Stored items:
PR #300, opened 2020-09-15
Limit line.split to 2 substrings to allow for config values containing =

xoxfaby:


ebkr:
Going to close this an implement the fix via Discord.

Image for reference:

image

PR #309, opened 2020-09-21
Redesign mod cards

ChiriCuddles:
- Create `LocalModCard` & `OnlineModCard` for the two different mod wrappers, `ManifestV2` and `ThunderstoreMod`. There's slightly more duplicated HTML code as a result of this but each now only contains the halves specialised to themselves and it's all extracted from the mod lists, all of which is a win in my book.
    - Future refactoring would include creating a base `ModCard.vue`, and maybe even a `Card.vue` which would have slots for all of this. It was easier for now to do it as two separate files
- Remove "card display type" option (unused)
- Add "icon display mode" option which toggles between mod cards showing both notifications & actions, vs only showing notifications
- Add `bulma-switch` dependency
- Add support for more card display types
- Wrap config cards list in a `div` for styling
- Drag-sort installed mods

Misc:
- Rename `Link` to `ExternalLink` bcuz my editor was yelling at me for this and it was really distracting


ChiriCuddles:
- No draggable transition yet

ChiriCuddles:
- [ ] Options dropdown should have more padding on the top/bottom

src/components/cards/LocalModCard.vue
```diff
@@ -0,0 +1,132 @@
...
+    @Prop()
+    id: string | undefined;
+	
+	@Prop()
+	manifest: ManifestV2 | undefined;
+	
+	@Prop({default: () => []})
+	missingDependencies: string[] | undefined;
+
+    @Prop({default: false})
```
ebkr, line 108: Formatting

src/components/cards/LocalModCard.vue
```diff
@@ -0,0 +1,132 @@
...
+	   :class="{'card--is-disabled': !manifest.isEnabled(), 'card--is-deprecated': manifest.isDeprecated()}">
+		<figure class='card-image image is-72x72 image-parent mod-logo' v-if="manifest.icon !== ''">
+			<img :src='manifest.icon' alt='Mod Logo' class='image-overlap'/>
+			<img v-if="funkyMode" src='../../assets/funky_mode.png' alt='Mod Logo' class='image-overlap'/>
+		</figure>
+		<header class='card-header is-shadowless' :id='id'>
+			<span class='card-header-title'>
+				<div class="field card-toggle has-tooltip-top"
+					 :data-tooltip='`This mod is ${manifest.isEnabled() ? "enabled" : "disabled"}.`'>
+						<input :id="`toggle${id}`" type="checkbox" class="switch is-info is-rounded"
```
ebkr, line 12: To keep it consistent it'd usually be toggle-${id}

src/components/cards/LocalModCard.vue
```diff
@@ -0,0 +1,132 @@
...
+		}, 1);
+	}
+	
+	// when the manifest changes, re-render this component
+	@Watch("manifest", {deep: true})
+	onManifestChange() {
+		this.$forceUpdate();
+	}
+	
+    emitMove(direction: string) {
```
ebkr, line 124: Not needed after drag/drop functionality

src/components/views/LocalModList.vue
```diff
@@ -116,78 +116,28 @@
...
+        <draggable ref="draggable" v-model='sortableModList' group="mods"
+                   animation="200"
+                   @start="startSort()" 
+                   @end="endSort()">
+                    <local-mod-card v-for='(key, index) in sortableModList' :key="'local-' + key.getName()"
+                                    :id="index"
+                                    :manifest="key"
+                                    :missingDependencies="getMissingDependencies(key)"
+                                    :funkyMode="settings.funkyModeEnabled"
+                                    @update:enabled="toggleMod(key, $event)"
```
ebkr, line 128: Could you change the event name to update-enabled to be more inline with other event names?

src/components/views/LocalModList.vue
```diff
@@ -393,13 +338,27 @@
             this.showingDependencyList = true;
         }
 
+        /**
+         * @returns whether the mod was uninstalled. If the mod was not uninstalled, an uninstall comfirmation is shown
+         */
```
ebkr, line 343: Almost.
So what happens here is that it checks if there are any dependants. If there are any dependants, it'll show a confirmation popup. If there are no dependants, then it just uninstalls the mod as nothing else would be affected.

src/components/views/LocalModList.vue
```diff
@@ -436,6 +395,14 @@
                 Logger.Log(LogSeverity.ACTION_STOPPED, `${err.name}\n-> ${err.message}`);
             }
         }
+        
+        toggleMod(vueMod: any, enabled: boolean) {
+            if (enabled) {
+                this.enableMod(vueMod);
+            } else {
+                this.disableModRequireConfirmation(vueMod);
```
ebkr, line 403: Could be good to have it similar to uninstalling by checking the dependant count

src/css/components/Card.scss
```diff
@@ -0,0 +1,347 @@
+@function str-replace($string, $search, $replace: '') {
```
ebkr, line 1: Is this a replace all?
Might be good to have a comment here

src/css/components/Icon.scss
```diff
@@ -0,0 +1,11 @@
+.icon {
```
ebkr, line 1: Comment explaining this would be good

src/css/custom.scss
```diff
@@ -90,55 +90,8 @@ select {
...
-}
-
-.card-byline, .card-timestamp {
-    color:$scheme-text-secondary;
-}
-
-.card-timestamp strong {
-    color: inherit;
-}
+@import "components/Card";
```
ebkr, line 93: Minor nitpick but SCSS filenames are currently lowercase

src/components/views/LocalModList.vue
ChiriCuddles: Isn't that what `disableModRequireConfirmation` is doing?

src/css/custom.scss
ChiriCuddles: Ah, yeah, that's my bad, I'm used to my own way of doing things which is camelCase for "general" files and PascalCase for singular components. I'm guessing you'll prefer kebab-case? I'll remember to use that instead

ChiriCuddles:
- [ ] Add some kind of handle to indicate that local mod cards can be dragged to sort
- [ ] Add button for changing installed version of a mod (online-tab-only for now)
- [ ] Make title (and switch?) more smol
- [ ] Experiment with compact display mode
- [ ] Unindent card content
- [ ] See if it's possible to remove the padding above the card header

PR #352, opened 2020-12-06
Merge feature/310 with non-Windows platforms support (AKA Linux)

### LINKED ISSUE #177: Native Linux Support
For the most part, it's just a case of replacing all `powershell` calls with something that can run under Linux.

Best solution is to create a new class that can divert calls to platform specific applications.

**Potential issues:** 
- I might have to replace the launch method to call the EXE directly.
- Symlinks aren't guaranteed to work. Best solution is to remove the r2modman folder from the Risk of Rain 2 install directory, and point doorstop to use the absolute profile path.
- Anything that opens `explorer` can potentially be an issue. `xdg-open` is a viable replacement, however still lacks support on all distros.

AryToNeX:
This closes #350 (as outdated) and it also closes #177 by proxy.

# IMPORTANT:
For the game to be able to launch modded, you need to set your launch options on Risk of Rain 2 as follows: `WINEDLLOVERRIDES="winhttp=n,b" %command%`

## THIS IS ALPHA QUALITY SOFTWARE

As such, no prebuilts are given. If you're a Linux user, use the "stable" AppImage over at #350.


src/r2mm/manager/GameDirectoryResolver.ts
```diff
@@ -5,38 +5,58 @@ import VdfParseError from '../../model/errors/Vdf/VdfParseError';
 import child from 'child_process';
 import * as vdf from '@node-steam/vdf';
 import * as path from 'path';
+import { homedir } from 'os';
 import ManagerSettings from './ManagerSettings';
 import FsProvider from "../../providers/generic/file/FsProvider";
 
-const installDirectoryQuery = 'Get-ItemProperty -Path HKLM:\\SOFTWARE\\WOW6432Node\\Valve\\Steam -Name "InstallPath"';
+const win32_installDirectoryQuery = 'Get-ItemProperty -Path HKLM:\\SOFTWARE\\WOW6432Node\\Valve\\Steam -Name "InstallPath"';
```
ebkr, line 12: Would prefer this to be `windowsInstallDirectoryQuery` as no underscores are used in the code style.

src/r2mm/manager/GameDirectoryResolver.ts
```diff
@@ -53,20 +73,16 @@ export default class GameDirectoryResolver {
...
-            const queryResult: string = child.execSync(`powershell.exe "${installDirectoryQuery}"`).toString().trim();
-            const installKeyValue = queryResult.split('\n')[0].trim();
-            // Remove key (InstallPath) from string
-            const installValue = installKeyValue.substr(('InstallPath').length)
-                .trim()
-                // Remove colon
-                .substr(1)
-                .trim();
+            const installValue = await this.getSteamDirectory();
+            if(installValue instanceof R2Error)
```
ebkr, line 77: Missing space

src/r2mm/manager/GameDirectoryResolver.ts
```diff
@@ -53,20 +73,16 @@ export default class GameDirectoryResolver {
...
+                throw installValue;
+
             const dir = await this.findAppManifest(installValue);
             return dir;
         } catch(e) {
             const err: Error = e;
             return new R2Error(
-                'Unable to resolve steam install directory',
+                'Unable to resolve the Risk of Rain 2 install directory',
```
ebkr, line 85: Thanks 👀

src/r2mm/manager/GameRunner.ts
```diff
@@ -10,17 +9,37 @@ import Profile from '../../model/Profile';
...
+            default:
+                return 'steam';
+        }
+    }
+
     public static async playModded(ror2Directory: string, onComplete: (err: R2Error | null) => void) {
         LoggerProvider.instance.Log(LogSeverity.INFO, 'Launching modded');
         const settings = await ManagerSettings.getSingleton();
         const steamDir: string | R2Error = await GameDirectoryResolver.getSteamDirectory();
+        const preloaderDir: string =
```
ebkr, line 27: Close, but not quite.
The `BepInEx.Preloader.dll` is stored in the `<profile>/BepInEx/core/` directory. This will always be resolvable unless BepInEx has not been installed, in which case the command will be ignored.

This has nothing to do with Wine/Proton.

AryToNeX: Trust me it needs to be there to work properly.

You're used to this kind of scenario where you pass the path of BepInEx as an argument and call it a day; and it would work fine if we're strictly talking Windows.

On Linux, every Windows game is ran in a sandbox and you cannot just pass Linux paths to it. The `path` module alone won't ever return a sandbox-compatible path, and that is why I needed to add this constant and prefix the path with Z: if we're not on Windows, again, because
- The sandbox behaves like Windows would, if we're seeing it from the game's perspective
- The *nix root file system is mounted at Z: in the sandbox
- The *nix file system doesn't have letters as mountpoints, but it has the root (/) and subsequent directories

Remember a key thing: r2modman will run natively on Linux so it has to account for Wine/Proton. This has nothing to do with the DLL itself existing or not.

ebkr:
I know this got mentioned on the Discord server but I'll leave this here just in case.
1. Migrate to a provider implementation.
2. Fix icons (hopefully) from the Quasar upgrade.

I've added GameDirectoryResolver since too. (#369)
The providers should give you a decent base that allow you to essentially hijack and overload the base functionality with something Linux specific.

For the provider implementation:
1. Create a new class file that extends GameRunnerProvider.
2. Conditionally provide the correct impl based on the platform in App.vue.
3. Repeat for GameDirectoryResolver.

See provider usage below:
```ts
// App.vue
const linuxGameRunnerProvider = new LinuxGameRunnerProvider();
GameRunnerProvider.provide(() => linuxGameRunnerProvider);

// Other.ts
GameRunnerProvider.instance.method()
```
There should be no reason for you to ever have to call `GameRunnerProvider.instance.method()` as the underlying code should already support it. Let me know if there's something you can't do with a provider and I'll resolve it unless you feel like taking it on.

PR #398, opened 2021-02-12
Linux: improve default Steam dir autoconfiguration

AryToNeX:
Use the Steam catch-all just in case, BUT resolve links to their real path

This specifically fixes the issue of the guy over at Discord, though it is SUPER weird they got that bug in the first place. Maybe Ubuntu is doing stuff the non standard way again.

(guess you'll have to pick this on the dsp branch also}


riking (approved):
Looks good to me, should fix my problems.

ebkr (approved):

PR #399, opened 2021-02-13
Add missed dspDirectory change

riking:
When loading the settings from IndexedDB, the saved Dyson Sphere Program directory value was ignored.


ebkr:
Closing this because it's fixed in master currently.

PR #426, opened 2021-03-03
Better support for linux native games

jrobsonchase:
Pretty much everything else "just works" aside from the `Z:` prefix on the preloader path and unnecessary wine things.

Remaining problems:
* Users will need to set the launch options in steam to `./start_game_bepinex.sh %command%`. Not sure if there's any way around this apart from skipping `steam.sh` altogether and calling `start_game_bepinex.sh` directly in the game runner.
* Should probably add an override in the profile settings in the event that users want to force it to run through proton. Steam has a checkbox for it, so r2mm might as well too.


jrobsonchase:
Looks like #429 does this more completely

PR #455, opened 2021-03-29
Add mention of Scoop package to README

cedws:
A Scoop [package](https://github.com/Calinou/scoop-games/commit/14f791b24d0d83f8a1975511554c53158cb215f8) for `r2modman` is available in the unofficial games bucket.
I can't guarantee I'll be able to maintain this forever, but it is fairly easy. The JSON manifest can automatically update using the `checkver.ps1` tool shipped with Scoop.

### DIFF
--- a/README.md
+++ b/README.md
@@ -27,6 +27,11 @@ You can choose to update, enable/disable or even uninstall mods with a simple cl
 ## Installing
 
 ### First time installing
+#### Packages
+If you use the [Scoop](https://scoop.sh/) package manager, you can install by running:
+1. `scoop bucket add games`
+2. `scoop install r2modman`
+
 #### Windows
 1. Click "Manual Download" on Thunderstore.
 2. Inside the downloaded **.zip** file. Run the "r2modman Setup X.X.X.exe" (where X.X.X is the current version).


ebkr:
Hey, thanks for the PR!

I'd prefer to host a scoop package myself in terms of what goes in the README. At the same time, I'm not really sure how many people would end up using it in terms of it being worthwhile maintaining.

ebkr:
To add to this, I could potentially host my own if that's something you're interested in

cedws:
There are benefits to having the package in a bucket (Scoop's term for package source) someone else maintains, mainly that you don't need to think about how to host it, or whether it's working or not.

The other benefit to having it in this `games` bucket is that it's more readily available. Anyone using Scoop who might want to download `r2modman` can `scoop search` it without having to check if there is a separate bucket for it.

If you concerns are along the lines of malicious takeover, the bucket maintainers do appear to vet manifest PRs to some degree.

Your concerns are understandable, so if you want to close this, I won't complain. I'll continue to maintain the manifest in the `games` bucket as long as there isn't a duplicate anywhere else. Don't want to create confusion.

PR #552, opened 2021-06-04
Rounds support

ebkr:


ebkr:
Also includes improved local mod importing

PR #673, opened 2021-11-21
Added Open File option in config editor

MSchmoecker:
This adds the option to open a config in the file system without having to navigate to the file.
Why? Sometimes it is just easier to edit the file directly instead of using the UI.

grafik


ebkr:
Oh nice, thanks!
I'll check this out some time tomorrow.

src/components/config-components/ConfigSelectionLayout.vue
```diff
@@ -67,6 +68,7 @@
     import ConfigSort from '../../r2mm/configs/ConfigSort';
     import FsProvider from '../../providers/generic/file/FsProvider';
     import ManagerInformation from '../../_managerinf/ManagerInformation';
+    import LinkProvider from 'src/providers/components/LinkProvider';
```
ebkr, line 71: Had a quick look at it all looks good (just need to test manually).
Could this line be relative like the other imports?

ebkr (changes requested):

src/components/config-components/ConfigSelectionLayout.vue
MSchmoecker: Sure, is changed :)

ebkr (approved):

PR #674, opened 2021-11-21
WIP: Rollbackable settings

ebkr:
Currently people cannot downgrade to older versions if a new game was added.
This will only prevent downgrades should schema structure changes occur.

Additionally added a setting in preparation of launching via Virtual Desktop.

TODO:
- [X] Unique migration versions
- [x] Slow rollout
- [x] Tests


ebkr (commented):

ACTION ITEM:
With the string "allow" as the key, filter the data above and show the lines that match.

ANSWER TO THE PROBLEM:
Limit line.split to 2 substrings to allow for config values containing =
The providers should give you a decent base that allow you to essentially hijack and overload the base functionality with something Linux specific.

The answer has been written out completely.